I see nothing wrong with marrying a friend and/or an acquaintance, but would caution to consider the old balm, "marry in haste, repent in leisure." Marrying someone one has known for a long time has advantages, in that one is less likely to be blindsided by negative information. Whether with a friend or a new acquaintance, my advice would be to get well acquainted before tying the knot.

4 ( +4 / -0 )

Confusing.

hunting for a marriage partner in the traditional way

Whose tradition? Are love marriages really the traditional way in Japan?

the divorce rate of traditional modern marriages,

What?

0 ( +1 / -1 )

@Maria

Ha ha, my thoughts exactly. What Exactly does "traditional modern marriage" mean?

As far as omiai, so-called arranged marriages, I agree with bullfighter. Omiai today is not what it was in the 1930s.

0 ( +2 / -2 )

It could go one step further. In fact, it reminds me of the old joke. (Sexism alert for the easily offended, but it is an old one) Don't get married, just find a woman you hate and give her a house.

1 ( +2 / -1 )

Confusing.

hunting for a marriage partner in the traditional way

Whose tradition?

Not confusing at all in my opinion. Whose tradition? Well, let's try Japanese first and see if we can come to some sort of compromise. Duh

-1 ( +0 / -1 )

Walking around the bar area in Kobe the other day I couldn't help but notice the myriad number of women stepping out on to the street to see off their customers into the night. Thousands of attractive women being paid much more than the average wage just to put on makeup and stroke male egos.
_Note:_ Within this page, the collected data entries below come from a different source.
PR #924, opened 2021-09-10
Switch to https://github.com/nlohmann/json JSON library.

hzeller:
This is a more modern JSON library, slightly
faster and also usually more supported these
days.


fangism (approved):

hzeller:
CC: @mglb <- FYI, as you have been working on JSON output. This library is almost source compatible, so readability is essentially the same.

PR #929, opened 2021-09-13
For undersized literals with value one: also suggest decimal.

hzeller:
e.g. 32'h1 now provides two suggestions
  * 32'd1
  * 32'h00000001


hzeller:
Question is: should this be extended to not only `1` but anything that is single-digit _and_ also is a decimal decimal ? So for instance `32'o1 … 32'o7` and `32'h1 … 32'h9`

fangism (approved):
nice test cases!  Sometimes, someone will want an `_ in the literal for readability.  Style may vary.

PR #931, opened 2021-09-14
Fix formatting of ternaries

mglb:
Fixes https://github.com/chipsalliance/verible/issues/887

Formatted test cases from the issue:

```systemverilog
module X ();
  assign myvar = check ? {10'b0, foo} : (bar && (baz == '0)) ? hello_longlonglong :
      world_longlonglong ? temp1_longlonglong : temp2_longlonglong;
endmodule : X
```

```systemverilog
module X ();
  assign {dc_wrap, dc_htbt_d} = !(htbt_ctr_q == blink_param_x_i) ?
      {1'b0, dc_htbt_q} : ((dc_htbt_q == duty_cycle_a_i) && pattern_repeat) ?
      {1'b0, duty_cycle_a_i} : (htbt_direction) ? {1'b0, dc_htbt_q} - {1'b0, blink_param_y_i} -
      1'b1 : {1'b0, dc_htbt_q} + {1'b0, blink_param_y_i} + 1'b1;
endmodule : X
```

```systemverilog
module X ();
  assign {phase_wrap, off_phase} = {1'b0, phase_delay_scaled[15:0]} +
      {1'b0, duty_cycle_scaled[15:0]};
endmodule : X
```

Todo:
* unit tests

Ideas for further work:
* It would be nice to implement tabular alignment of nested ternary operators.

### DIFF
--- a/verilog/formatting/formatter_test.cc
+++ b/verilog/formatting/formatter_test.cc
@@ -978,6 +978,28 @@ static constexpr FormatterTestCase kFormatterTestCases[] = {
         "    ((e == f) && g) ? {1'b0, f} : (h) ?\n"
         "    {1'b0, e} - 1'b1 : {1'b0, e} + 1'b1;\n",
     },
+    {
+        "assign {aaaaaaaaaa, bbbbbbbbb} = {1'b0, cccccccccccccccccc[15:0]} +\n"
+        "                                 {1'b0, ddddddddddddddddd[15:0]};\n",
+        "assign {aaaaaaaaaa, bbbbbbbbb} =\n"
+        "    {1'b0, cccccccccccccccccc[15:0]} + {\n"
+        "    1'b0, ddddddddddddddddd[15:0]};\n",
+    },
+    {
+        "covergroup a(string b);\n"
+        "foobar: cross foo, bar {"
+        "ignore_bins baz = binsof(qux) intersect {1, 2, 3, 4, 5, 6, 7};"
+        "}\n"
+        "endgroup : a\n",
+        "covergroup a(string b);\n"
+        "  foobar: cross foo, bar{\n"
+        "    ignore_bins baz =\n"
+        "        binsof (qux) intersect {\n"
+        "      1, 2, 3, 4, 5, 6, 7\n"
+        "    };\n"
+        "  }\n"
+        "endgroup : a\n",
+    },
 
     // streaming operators
     {
--- a/verilog/formatting/formatter_test.cc
+++ b/verilog/formatting/formatter_test.cc
@@ -395,8 +395,8 @@ static constexpr FormatterTestCase kFormatterTestCases[] = {
      " `AINIT(S, (D == 4 && K inside {0, 1}) ||"
      " (D == 3 && K== 4))\n",
      "`AINIT(S,\n"
-     "       (D == 4 && K inside {0, 1}) || (\n"
-     "           D == 3 && K == 4))\n"},
+     "       (D == 4 && K inside {0, 1}) ||\n"
+     "           (D == 3 && K == 4))\n"},
     {// long macro call breaking
      " `ASSERT_INIT(S, D == 4 && K inside {0, 1})\n",
      "`ASSERT_INIT(S,\n"
@@ -982,8 +982,8 @@ static constexpr FormatterTestCase kFormatterTestCases[] = {
         "assign {aaaaaaaaaa, bbbbbbbbb} = {1'b0, cccccccccccccccccc[15:0]} +\n"
         "                                 {1'b0, ddddddddddddddddd[15:0]};\n",
         "assign {aaaaaaaaaa, bbbbbbbbb} =\n"
-        "    {1'b0, cccccccccccccccccc[15:0]} + {\n"
-        "    1'b0, ddddddddddddddddd[15:0]};\n",
+        "    {1'b0, cccccccccccccccccc[15:0]} +\n"
+        "    {1'b0, ddddddddddddddddd[15:0]};\n",
     },
     {
         "covergroup a(string b);\n"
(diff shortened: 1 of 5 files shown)


verilog/formatting/formatter_test.cc
```diff
@@ -395,8 +395,8 @@ static constexpr FormatterTestCase kFormatterTestCases[] = {
      " `AINIT(S, (D == 4 && K inside {0, 1}) ||"
      " (D == 3 && K== 4))\n",
      "`AINIT(S,\n"
-     "       (D == 4 && K inside {0, 1}) || (\n"
-     "           D == 3 && K == 4))\n"},
+     "       (D == 4 && K inside {0, 1}) ||\n"
+     "           (D == 3 && K == 4))\n"},
```
mglb, line 399: FYI: this has been added as a test for https://github.com/chipsalliance/verible/issues/351. The new behavior seems to be better.

hzeller: +1

hzeller:
+1 for fixing the curly-brace concatenation compactness.

I think tabular alignment is something we should strive for, as there are many places where this pattern is used in SystemVerilog code. In a first step, might need to recognize if we would actually destroying an existing artistically aligned `?:` chain and don't verschlimmbessern it; because changing 

```Verilog
assign myvar = check                ? {10'b0, foo}       :
               (bar && (baz == '0)) ? hello_longlonglong :
               world_longlonglong   ? temp1_longlonglong : temp2_longlonglong;
```
to
```Verilog
myvar = check ? {10'b0, foo} : (bar && (baz == '0)) ? hello_longlonglong :
      world_longlonglong ? temp1_longlonglong : temp2_longlonglong;
```

Would not necessarily improve readability and make things worse. So not sure if we should take on tabular alignment in tihs PR as well ? Though might be a good timely follow-up change.

There are possibly different styles as well.

I've seen something like this (a)

```verilog
  cond_a ? value_a :
  cond_b ? value_b :
  cond_c ? value_c :
           value_d;
```

Though sometimes the last condition is just added at the end (b)
```verilog
  cond_a ? value_a :
  cond_b ? value_b :
  cond_c ? value_c : value_d;
```

But I could imagine if we stick to (a) rarely someone would complain if we change (b) to (a) (nicer ,because more space in the line for complex values; worse, as it violates the 'use less vertical space' goal).

Though for just one condition, I'd probably line up the the `:` with the `?`

```verilog
  cond_a ? value_a
         : value_b;
```

Looking at existing code-artwork could give some ideas.

Adding @msfschaffner for further comments.

msfschaffner:
Likewise, thanks for taking a stab at this @mglb!

Tabular alignment would be very desirable for ternaries indeed.

In general I like @hzeller's suggestions, see below for a couple of comments.

--------------------------
As for whether to use (a) or (b), I think would have a slight preference for (b) since it reduces the amount of lines used. I've seen this in RTL code from other designers as well, e.g.:
https://github.com/lowRISC/opentitan/blob/882f9d24b6b03c8247b9b68edc266801237c9964/hw/ip/keymgr/rtl/keymgr.sv#L558-L559

I would say, go for (b) if it fits, otherwise try (a).

--------------------------
I think I would break a single condition as follows:
```systemverilog
  cond_a ? value_a :
           value_b;
```
rather than
```systemverilog
  cond_a ? value_a
         : value_b;
```
to keep it consistent with the general case. This is what several other designers on OpenTitan also prefer.
See the following examples taken from various blocks (written by different designers) in the OpenTitan code base:

https://github.com/lowRISC/opentitan/blob/882f9d24b6b03c8247b9b68edc266801237c9964/hw/ip/csrng/rtl/csrng_core.sv#L1049-L1050

https://github.com/lowRISC/opentitan/blob/882f9d24b6b03c8247b9b68edc266801237c9964/hw/ip/aes/rtl/aes_sbox_dom.sv#L869-L876

https://github.com/lowRISC/opentitan/blob/882f9d24b6b03c8247b9b68edc266801237c9964/hw/ip/aes/rtl/aes_sbox_dom.sv#L896-L897

https://github.com/lowRISC/opentitan/blob/882f9d24b6b03c8247b9b68edc266801237c9964/hw/ip/keymgr/rtl/keymgr.sv#L494-L495

--------------------------
Now, there are also cases where the conditions and selected expressions are excessingly long. 
In such cases, I would just default to something like
```systemverilog
assign out = (veeeeeeeeeeeeeeeeeeeeeeeeeeeeeeeery_long_cond) ? 
             very_loooooooooooooooooooooooong_expr0          :
             very_long_eeeeeeeeeeeeeeeeeeeeeeeeeexpr1;
```


Example from the code base:
https://github.com/lowRISC/opentitan/blob/882f9d24b6b03c8247b9b68edc266801237c9964/hw/ip/otp_ctrl/rtl/otp_ctrl_part_unbuf.sv#L317-L320

mglb:
> +1 for fixing the curly-brace concatenation compactness.
> 
> I think tabular alignment is something we should strive for, as there are many places where this pattern is used in SystemVerilog code. In a first step, might need to recognize if we would actually destroying an existing artistically aligned `?:` chain and don't verschlimmbessern it; because changing
> 
> ```verilog
> assign myvar = check                ? {10'b0, foo}       :
>                (bar && (baz == '0)) ? hello_longlonglong :
>                world_longlonglong   ? temp1_longlonglong : temp2_longlonglong;
> ```
> 
> to
> 
> ```verilog
> myvar = check ? {10'b0, foo} : (bar && (baz == '0)) ? hello_longlonglong :
>       world_longlonglong ? temp1_longlonglong : temp2_longlonglong;
> ```
> 
> Would not necessarily improve readability and make things worse. So not sure if we should take on tabular alignment in tihs PR as well ? Though might be a good timely follow-up change.

Tabular alignment would handle detection problem to some degree. More generic detection could be based on continuation comments detection introduced in https://github.com/chipsalliance/verible/pull/858, but implementing it reliably could require as much work as just implementing tabular alignment for multiple styles.

Anyway, it can be introduced in additional PR. As I understand, this PR in its current form (well, ignoring lack of some tests) doesn't make things worse than they currently are, so there's no point in holding this code until other features are completed.

---

As for multiple style choices for tabular alignment:

I would try implementing possibility to register multiple CellScanner classes and partitioner functions for a single syntax structure (e.g. nested ternary operator, struct members, etc). Each class/function would format the code using different style. When the first one fails to format the code (e.g. due to column limit), a next one would be used, and so on.

hzeller (approved):
LGTM as first step. Next step should then be the tabular alignment as discussed
(maybe create a separate issue out of the extracted disucssion)

PR #934, opened 2021-09-17
Use isblank instead of isspace for trailing spaces detection

wsipak:
`no-trailing-spaces` rule reports issues in every line of files which use `\r\n` line endings.
Example file: https://github.com/chipsalliance/UHDM-integration-tests/blob/master/tests/AssignmentPattern/top.sv

~~The solution uses `std::isblank` which means only spaces and tabs in the end of lines will cause errors.~~

~~A useful comparison of `isblank` and `isspace` can be seen in the table in the bottom of this page:
https://en.cppreference.com/w/cpp/string/byte/isspace~~

EDIT:
The suggested test case has shown that the idea of solving the problem with `isblank` won't work.
Right now the code drops one `\r` character from the end of the line if it exists.

### DIFF
--- a/verilog/analysis/checkers/no_trailing_spaces_rule.cc
+++ b/verilog/analysis/checkers/no_trailing_spaces_rule.cc
@@ -24,6 +24,7 @@
 
 #include "absl/strings/str_cat.h"
 #include "absl/strings/string_view.h"
+#include "absl/strings/strip.h"
 #include "common/analysis/lint_rule_status.h"
 #include "common/text/token_info.h"
 #include "verilog/analysis/descriptions.h"
@@ -53,11 +54,14 @@ const LintRuleDescriptor& NoTrailingSpacesRule::GetDescriptor() {
 }
 
 void NoTrailingSpacesRule::HandleLine(absl::string_view line) {
+  // Lines may end with \n or \r\n. '\n' is already excluded.
+  // Exclude '\r'
+  absl::ConsumeSuffix(&line, "\r");
+  // Now any line endings (either \n or \r\n) are excluded.
   // Searches each line in reverse for spaces.
   const auto rbegin = line.crbegin();
   const auto rend = line.crend();
   if (rbegin != rend) {
-    // Lines already exclude \n, so we can check using std::isspace.
     const auto reverse_iter =
         std::find_if(rbegin, rend, [](char c) { return !std::isspace(c); });
     const int trailing = std::distance(rbegin, reverse_iter);
--- a/verilog/analysis/checkers/no_trailing_spaces_rule_test.cc
+++ b/verilog/analysis/checkers/no_trailing_spaces_rule_test.cc
@@ -35,6 +35,7 @@ using verible::RunLintTestCases;
 TEST(NoTrailingSpacesRuleTest, AcceptsText) {
   const std::initializer_list<LintTestCase> kTestCases = {
       {""},
+      {"\r\n"},
       {"\n"},
       {"\n\n\n"},
       {"\naaa"},
@@ -42,6 +43,8 @@ TEST(NoTrailingSpacesRuleTest, AcceptsText) {
       {"  xxx\n\n"},
       {"\txxx\n\n"},
       {"  xxx\n  yyy\n"},
+      {"  xxx\n  yyy\r\n"},
+      {"  xxx\n  yyy\r\n\r\n"},
       {"module foo;\nendmodule\n"},
   };
   RunLintTestCases<VerilogAnalyzer, NoTrailingSpacesRule>(kTestCases);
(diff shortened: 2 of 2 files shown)


wsipak:
@googlebot I signed it!

hzeller:
Thanks!
You also want to add a test to the rejects trailing spaces test, such as
```
 {"module foo;\nendmodule", {kToken, " "}, "\r\n"},
```

verilog/analysis/checkers/no_trailing_spaces_rule.cc
```diff
@@ -59,7 +59,7 @@ void NoTrailingSpacesRule::HandleLine(absl::string_view line) {
   if (rbegin != rend) {
     // Lines already exclude \n, so we can check using std::isspace.
```
hzeller, line 60: this comment is now outdated.

verilog/analysis/checkers/no_trailing_spaces_rule.cc
```diff
@@ -53,13 +53,18 @@ const LintRuleDescriptor& NoTrailingSpacesRule::GetDescriptor() {
 }
 
 void NoTrailingSpacesRule::HandleLine(absl::string_view line) {
+  // Lines may end with \n or \r\n. '\n' is already excluded.
+  // Exclude '\r'
+  if (!line.empty() && line.back() == '\r') {
+    line.remove_suffix(1);
```
hzeller, line 59: Check out the functionality provided by absl. This looks like a good canidate for `absl::ConsumeSuffix(&line, "\r")`

verilog/analysis/checkers/no_trailing_spaces_rule.cc
```diff
@@ -53,13 +53,18 @@ const LintRuleDescriptor& NoTrailingSpacesRule::GetDescriptor() {
...
+  }
+  // Now any line endings (either \n or \r\n) are excluded.
   // Searches each line in reverse for spaces.
   const auto rbegin = line.crbegin();
   const auto rend = line.crend();
   if (rbegin != rend) {
-    // Lines already exclude \n, so we can check using std::isspace.
     const auto reverse_iter =
-        std::find_if(rbegin, rend, [](char c) { return !std::isspace(c); });
+        std::find_if(rbegin, rend, [](char c) { return !std::isblank(c); });
```
hzeller, line 67: After you've removed the `\r` above, do you still need the change from isspace to isblank ? I suspect now the original code will just work.

verilog/analysis/checkers/no_trailing_spaces_rule_test.cc
```diff
@@ -42,6 +42,7 @@ TEST(NoTrailingSpacesRuleTest, AcceptsText) {
       {"  xxx\n\n"},
       {"\txxx\n\n"},
       {"  xxx\n  yyy\n"},
+      {"  xxx\n  yyy\r\n"},
```
hzeller, line 45: Now that the end of line is two characters long, another good corner case to consider would be to check that two consecutive `\r\n` don't create trouble as an additional test-case.
`{"  xxx\n  yyy\r\n\r\n"},`

verilog/analysis/checkers/no_trailing_spaces_rule_test.cc
```diff
@@ -62,6 +63,7 @@ TEST(NoTrailingSpacesRuleTest, RejectsTrailingSpaces) {
       {"a  b", {kToken, "   "}, "\n\n1  2", {kToken, "  "}, "\n"},
       {"module foo;", {kToken, " "}, "\nendmodule\n"},
       {"module foo;\nendmodule", {kToken, " "}, "\n"},
+      {"module foo;\nendmodule", {kToken, "  "}, "\r\n"},
```
hzeller, line 66: Similar here. We essentially need to check that the newline tokenization works as it should (which happens somewhere in the lexer, but we need to check that it doesn't get confused with `\r\n`. We expect not, but adding a test-case will help us make sure.
`{"module foo;\nendmodule", {kToken, "  "}, "\r\n\r\n"},`

hzeller (changes requested):
Nice. Maybe now we can even revert the original change now that the actual root cause, fixing the potential additional `\r` at the end, is fixed.
Also added some suggestions for potential additional test cases.

verilog/analysis/checkers/no_trailing_spaces_rule_test.cc
wsipak: Thank you, I've added the test case.

verilog/analysis/checkers/no_trailing_spaces_rule_test.cc
wsipak: I've added this to the test, thank you for suggesting the cases.

verilog/analysis/checkers/no_trailing_spaces_rule.cc
wsipak: Yes, definitely the previous one will be better as it matches a narrower set of characters. It's `isspace` again.

verilog/analysis/checkers/no_trailing_spaces_rule.cc
wsipak: Thank you! Good to know, especially that `ends_with` from `std` comes in C++20, so It wouldn't fit here.
Right now this code uses `absl::ConsumeSuffix`.

verilog/analysis/checkers/no_trailing_spaces_rule.cc
wsipak: The comments have been updated so that they match what actually happens in the code.

wsipak:
@hzeller  Thank you so much for the review. I think the current state of the branch includes all the requested changes. I have also updated the description of the PR as the approach I used initially is no longer in effect.

hzeller:
Thanks, merged!

Issue #902, opened 2021-09-01
Internal: Consider ways to extend and rename/alias rules


hzeller:
In #901 the `undersized-binary-literal` rule was extended to not only understand binary but also octal and hex numbers.

While in this case, the naming still somewhat makes sense (after all, we provide binary numbers), there might be other cases in which renaming a rule to reflect the wider range might be desirable (`undersized-numeric-literal` ?), while also having a backward compatible 'old' name, specifying an alias 
```
undersized-binary-literal ::= undersized-numeric-literal with configuration="bin:true"
```

There should be an easy, low-boilerplate overhead in the code to do that.

PR #935, opened 2021-09-17
Allow rule aliasing

wsipak:
This is a proposal of a solution for #902.
With these changes, we can use an alternative name for a rule.
This is how aliases can be defined:
```
VERILOG_REGISTER_LINT_RULE(UndersizedBinaryLiteralRule);
VERILOG_ALIAS_LINT_RULE(UndersizedBinaryLiteralRule, "undersized-numeric-literal", "some-other-alias");
```

`--help_rules=all` prints the aliases for each rule where they exist.
When `--help_rules` option is used with a specific name, the result is the same regardless of if the original name or alias was used.


hzeller:
We might also need configuration.

The issue in #902 is not completely hashed out yet. The problem we'd like to solve is

  * we start out with a rule with a particular name that does something
  * Later, some more functionality is added as it is closely related ,and this can then be switched and configured using the configuration.
  * Now, the original name does not necessarily fit anymore, but we want to keep it around as people might use it. Also, we probably have to keep most of the configuration disabled to not confuse existing users
  * Ideally, we now can define different rules with a different name that are essentially just call the old rule, but with a potentially different configuration.
  * There might be all kinds of corner-cases that have to be thought of: in messages for instance, we'd need the new name to display. Maybe by having a different `LintRuleDescriptor` ? So from that perspective, it just looks like a different rule, but goal of #902 should be to reduce the necessary boilerplate to do so.

So before we can come to a definitive implementation conclusion, we should discuss if there are other corner cases to consider, how would we like the such aliases define etc.

mglb:
>     * There might be all kinds of corner-cases that have to be thought of: in messages for instance, we'd need the new name to display.

"New name" is always the primary name of the rule implementation, right? So assuming `undersized-binary-literal ::= undersized-numeric-literal with configuration="bin:true"`, do both `+undersized-binary-literal` and `+undersized-numeric-literal=bin:true` would display `undersized-numeric-literal`?

If so, translating aliases in a configuration reading code should cover all cases. The rest of codebase wouldn't even know that alias has been used.

> Maybe by having a different `LintRuleDescriptor`?

Or something like:

```c++
struct LintRuleAliasDescriptor {
  LintRuleId name;             // ID/name of the alias.
  absl::string_view topic;     // section in style-guide
  absl::string_view dv_topic;  // section in design verification style-guide
  std::string desc;            // Detailed description
  std::vector<std::pair<absl::string_view, absl::string_view>>
      param_defaults;  // List of param values set by the alias
};

// ...

const std::vector<LintRuleAliasDescriptor>&
UndersizedNumericLiteralRule::GetAliasDescriptors() {
  static const std::vector<LintRuleAliasDescriptor> d{
      {
          .name = "undersized-binary-literal",
          // Empty .topic -> the same as the original rule's
          // Empty .desc -> something like:
          //   "Alias for <original_rule_name> with config=<param>:<value>"
          .param_defaults =
              {
                  {"bin", "true"},
              },
      },
  };
  return d;
}

```
`VERILOG_REGISTER_LINT_RULE` could even use SFINAE to detect presence of `GetAliasDescriptors` function, limiting registration to just one macro call.

wsipak:
1. The current state solves the problem of configuration and doesn't yetsolve the problem of printing messages with the right names. Rules can be aliased without changing the way they're registered. Following @mglb's ideas, aliasing a rule requires adding a function that returns a vector of alias descriptors.

2. (about mixing original names with aliases in configuration)

Right now it's legal to use the same rule several times in configuration. You can disable it, enable, disable again, then apply addiontional changes on top of it using the comandline arguments. This is processed in order, the defaults first, then the config file, then the arguments.

Should we disallow this (or warn about this) when we introduce aliases?

Example case:
```
+rule1         // rule1 is enabled
-rule1-alias   // rule1 is disabled
+rule1         // rule1 is enabled
```
It's okay, would work the same as without aliases.

Another case:
```
+rule1-alias   // rule1 is enabled, with default parameters of the alias
-rule1         // rule1 is disabled
```
Now, if we enable the rule again, either by its original name or an alias, should we care about the previously set parameter values? Should we delete them? Of course this case may make no sense in practical view, but as Verible allows to enable and disable rules multiple times, do we need to address this additionally?

3. (about printing messages with the right name)

Aliases are translated to the original names early, so that there's no need to create double rules and keep track of whether the original one, or the aliased one is enabled or disabled.

The name of a rule (printed when Verible finds violations) is stored in a const structure, like this one:
https://cs.opensource.google/verible/verible/+/master:verilog/analysis/checkers/undersized_binary_literal_rule.cc;l=56

In order to implement printing the right name (alias, if alias was used, the original name otherwise) we could change this to variable and overwrite the `.name` field, but I expect that It would be better to keep it as a constant.

We could add a field for the name that would actually be printed in logs (like `printed_name`) and assign the value of either `.name` from the descriptor of the rule, or descriptor of an alias, depending on which was used in configuration.

Alternatively, we can store information about which name shall be printed in an additional container, (not in each rule).

hzeller:
I like this implementation so far. I'll play around with it a bit and report back.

There are plenty of females ready to meet at a price but most male Japanese can't afford to...,,

1 ( +1 / -0 )

@kurisupisu, I've watched the same thing, from a bar stool, after being approached by those lovelies and saying thanks, but no thanks. Seems Japanese men (and perhaps I'm generalizing here) seem to think nothing of meaningless attention from a pretty face. Frankly, I think it's pitiful, just like the cosplay girls in the streets of Shinjuku, passing out little coupons of love-luck. I must be missing something.

0 ( +0 / -0 )

A couple of Indian friends in the USA have told me (decades apart) that -all- the Indian matches are arranged. I guess that's an exaggeration, though, as there are online Indian matchmaking sites where obviously the parents are not initially involved. In re that:

(WaPo) While the U.S. government doesn't track the divorce rate for Indian Americans specifically, expert estimates range from 1 percent to 15 percent, compared to a divorce rate of 44 percent for all Americans. (In India, divorce is even less common – just one in 1,000 marriages ends in divorce.)